◆ TASK PROMPT ◆
Among the entries below, how many lines hold "easier"? Reply with the number only.

◆ DATA ◆
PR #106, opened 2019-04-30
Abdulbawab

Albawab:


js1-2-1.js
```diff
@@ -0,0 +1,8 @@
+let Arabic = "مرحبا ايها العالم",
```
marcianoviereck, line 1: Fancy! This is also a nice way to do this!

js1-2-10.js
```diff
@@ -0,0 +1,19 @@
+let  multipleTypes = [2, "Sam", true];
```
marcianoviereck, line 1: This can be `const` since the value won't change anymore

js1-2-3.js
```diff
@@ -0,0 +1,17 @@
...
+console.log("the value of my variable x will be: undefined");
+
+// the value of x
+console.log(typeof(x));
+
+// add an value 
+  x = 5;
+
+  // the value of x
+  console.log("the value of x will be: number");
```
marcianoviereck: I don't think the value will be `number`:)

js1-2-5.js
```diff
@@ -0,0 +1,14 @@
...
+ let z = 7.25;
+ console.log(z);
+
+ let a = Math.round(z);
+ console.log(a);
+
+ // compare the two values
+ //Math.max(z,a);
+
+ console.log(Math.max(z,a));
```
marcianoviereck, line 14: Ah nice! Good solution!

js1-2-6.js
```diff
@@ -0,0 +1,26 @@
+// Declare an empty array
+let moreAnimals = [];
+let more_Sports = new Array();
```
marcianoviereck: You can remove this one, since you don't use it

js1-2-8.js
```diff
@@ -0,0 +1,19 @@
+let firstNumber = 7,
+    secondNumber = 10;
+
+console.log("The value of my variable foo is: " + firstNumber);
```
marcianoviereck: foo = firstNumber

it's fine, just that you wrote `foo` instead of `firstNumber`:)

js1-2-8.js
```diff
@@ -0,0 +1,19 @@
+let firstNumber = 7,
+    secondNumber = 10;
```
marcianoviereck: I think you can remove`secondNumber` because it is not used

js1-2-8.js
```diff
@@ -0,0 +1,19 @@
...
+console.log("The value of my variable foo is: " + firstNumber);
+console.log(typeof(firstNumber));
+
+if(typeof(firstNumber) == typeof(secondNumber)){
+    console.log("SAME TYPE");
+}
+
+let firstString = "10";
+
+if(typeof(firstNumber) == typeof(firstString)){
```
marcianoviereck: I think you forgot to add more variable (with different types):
* * *
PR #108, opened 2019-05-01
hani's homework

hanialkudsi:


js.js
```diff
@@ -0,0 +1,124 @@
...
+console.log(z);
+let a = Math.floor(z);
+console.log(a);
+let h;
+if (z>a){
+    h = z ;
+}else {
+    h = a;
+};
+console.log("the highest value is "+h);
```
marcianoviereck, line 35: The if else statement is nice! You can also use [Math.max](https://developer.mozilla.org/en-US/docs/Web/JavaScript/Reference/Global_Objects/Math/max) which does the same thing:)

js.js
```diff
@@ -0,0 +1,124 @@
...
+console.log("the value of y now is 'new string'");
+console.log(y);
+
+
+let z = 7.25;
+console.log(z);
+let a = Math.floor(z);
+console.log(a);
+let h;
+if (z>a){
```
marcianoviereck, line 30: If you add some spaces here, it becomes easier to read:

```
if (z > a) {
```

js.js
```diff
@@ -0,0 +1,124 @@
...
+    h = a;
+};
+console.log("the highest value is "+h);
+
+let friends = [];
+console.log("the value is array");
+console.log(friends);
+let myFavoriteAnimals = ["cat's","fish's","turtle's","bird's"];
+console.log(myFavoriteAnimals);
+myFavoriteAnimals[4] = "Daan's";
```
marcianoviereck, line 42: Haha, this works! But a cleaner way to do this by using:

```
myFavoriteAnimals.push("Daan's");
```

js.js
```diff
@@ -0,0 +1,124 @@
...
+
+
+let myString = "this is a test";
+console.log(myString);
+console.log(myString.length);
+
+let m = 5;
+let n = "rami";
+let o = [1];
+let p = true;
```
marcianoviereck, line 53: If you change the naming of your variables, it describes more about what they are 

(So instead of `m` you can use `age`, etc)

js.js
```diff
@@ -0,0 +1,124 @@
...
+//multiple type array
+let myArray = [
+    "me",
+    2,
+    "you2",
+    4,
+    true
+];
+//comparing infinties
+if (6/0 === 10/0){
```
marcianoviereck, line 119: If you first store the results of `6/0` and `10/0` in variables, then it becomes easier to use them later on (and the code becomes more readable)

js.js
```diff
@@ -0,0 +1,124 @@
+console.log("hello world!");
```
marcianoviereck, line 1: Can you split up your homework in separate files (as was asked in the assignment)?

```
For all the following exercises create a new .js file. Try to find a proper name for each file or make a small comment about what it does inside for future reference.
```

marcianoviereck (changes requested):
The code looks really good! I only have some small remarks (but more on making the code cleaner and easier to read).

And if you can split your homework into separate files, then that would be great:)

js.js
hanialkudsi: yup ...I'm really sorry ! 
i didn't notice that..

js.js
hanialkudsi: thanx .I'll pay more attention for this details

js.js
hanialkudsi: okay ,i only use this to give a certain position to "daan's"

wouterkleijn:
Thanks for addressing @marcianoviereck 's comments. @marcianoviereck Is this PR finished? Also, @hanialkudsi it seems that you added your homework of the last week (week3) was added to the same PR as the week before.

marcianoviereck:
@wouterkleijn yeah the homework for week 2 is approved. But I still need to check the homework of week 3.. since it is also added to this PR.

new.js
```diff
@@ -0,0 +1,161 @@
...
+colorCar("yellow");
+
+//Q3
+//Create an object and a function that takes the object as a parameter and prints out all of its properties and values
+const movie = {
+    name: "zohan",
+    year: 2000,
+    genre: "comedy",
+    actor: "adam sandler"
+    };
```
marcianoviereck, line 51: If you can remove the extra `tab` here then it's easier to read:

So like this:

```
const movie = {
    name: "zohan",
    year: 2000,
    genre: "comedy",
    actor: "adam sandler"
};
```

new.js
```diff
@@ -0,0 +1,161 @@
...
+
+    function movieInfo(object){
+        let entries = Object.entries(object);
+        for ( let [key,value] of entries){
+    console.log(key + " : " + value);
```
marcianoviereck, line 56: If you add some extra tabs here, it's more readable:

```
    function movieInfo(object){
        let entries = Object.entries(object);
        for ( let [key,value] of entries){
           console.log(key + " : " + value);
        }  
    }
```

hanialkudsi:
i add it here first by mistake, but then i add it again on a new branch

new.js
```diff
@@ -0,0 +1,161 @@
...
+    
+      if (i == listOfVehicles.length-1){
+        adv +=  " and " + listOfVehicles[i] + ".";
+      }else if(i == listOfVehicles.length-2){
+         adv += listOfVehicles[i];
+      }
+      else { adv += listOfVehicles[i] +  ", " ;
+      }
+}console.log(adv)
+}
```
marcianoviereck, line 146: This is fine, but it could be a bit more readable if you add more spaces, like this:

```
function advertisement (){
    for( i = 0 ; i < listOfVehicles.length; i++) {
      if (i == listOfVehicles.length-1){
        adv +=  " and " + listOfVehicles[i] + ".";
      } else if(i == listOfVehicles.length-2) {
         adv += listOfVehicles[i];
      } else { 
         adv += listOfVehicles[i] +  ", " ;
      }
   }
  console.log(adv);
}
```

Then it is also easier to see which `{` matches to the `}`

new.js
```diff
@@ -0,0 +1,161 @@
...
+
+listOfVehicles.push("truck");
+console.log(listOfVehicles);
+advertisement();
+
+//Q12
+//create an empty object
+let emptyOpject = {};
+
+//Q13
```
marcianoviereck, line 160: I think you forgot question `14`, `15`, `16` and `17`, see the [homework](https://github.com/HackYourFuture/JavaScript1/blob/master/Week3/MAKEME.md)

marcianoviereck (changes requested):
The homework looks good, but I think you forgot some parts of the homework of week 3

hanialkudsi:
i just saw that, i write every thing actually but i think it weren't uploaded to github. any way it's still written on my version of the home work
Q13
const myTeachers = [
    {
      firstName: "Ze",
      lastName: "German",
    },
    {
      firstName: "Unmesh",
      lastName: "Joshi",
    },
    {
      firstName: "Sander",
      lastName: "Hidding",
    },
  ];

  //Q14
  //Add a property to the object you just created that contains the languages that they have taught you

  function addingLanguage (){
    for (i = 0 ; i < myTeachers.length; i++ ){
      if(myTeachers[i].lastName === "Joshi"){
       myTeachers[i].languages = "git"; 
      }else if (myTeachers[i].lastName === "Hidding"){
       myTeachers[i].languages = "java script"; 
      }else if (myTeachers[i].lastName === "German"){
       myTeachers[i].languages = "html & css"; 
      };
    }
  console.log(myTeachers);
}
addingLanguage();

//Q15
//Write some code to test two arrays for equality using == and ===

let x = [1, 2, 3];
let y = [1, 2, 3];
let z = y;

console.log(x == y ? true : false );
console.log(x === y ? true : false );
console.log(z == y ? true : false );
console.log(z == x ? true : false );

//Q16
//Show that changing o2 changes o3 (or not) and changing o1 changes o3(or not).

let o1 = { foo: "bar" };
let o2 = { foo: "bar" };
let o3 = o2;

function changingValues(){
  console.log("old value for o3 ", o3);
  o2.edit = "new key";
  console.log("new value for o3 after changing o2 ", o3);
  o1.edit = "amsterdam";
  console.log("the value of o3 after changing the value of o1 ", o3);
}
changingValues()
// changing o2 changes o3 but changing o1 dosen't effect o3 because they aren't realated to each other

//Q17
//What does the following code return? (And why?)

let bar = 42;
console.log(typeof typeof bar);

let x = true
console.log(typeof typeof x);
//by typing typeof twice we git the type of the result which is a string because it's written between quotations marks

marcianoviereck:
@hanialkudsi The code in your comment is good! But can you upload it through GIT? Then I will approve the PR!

◆ RESULT BELOW ◆
5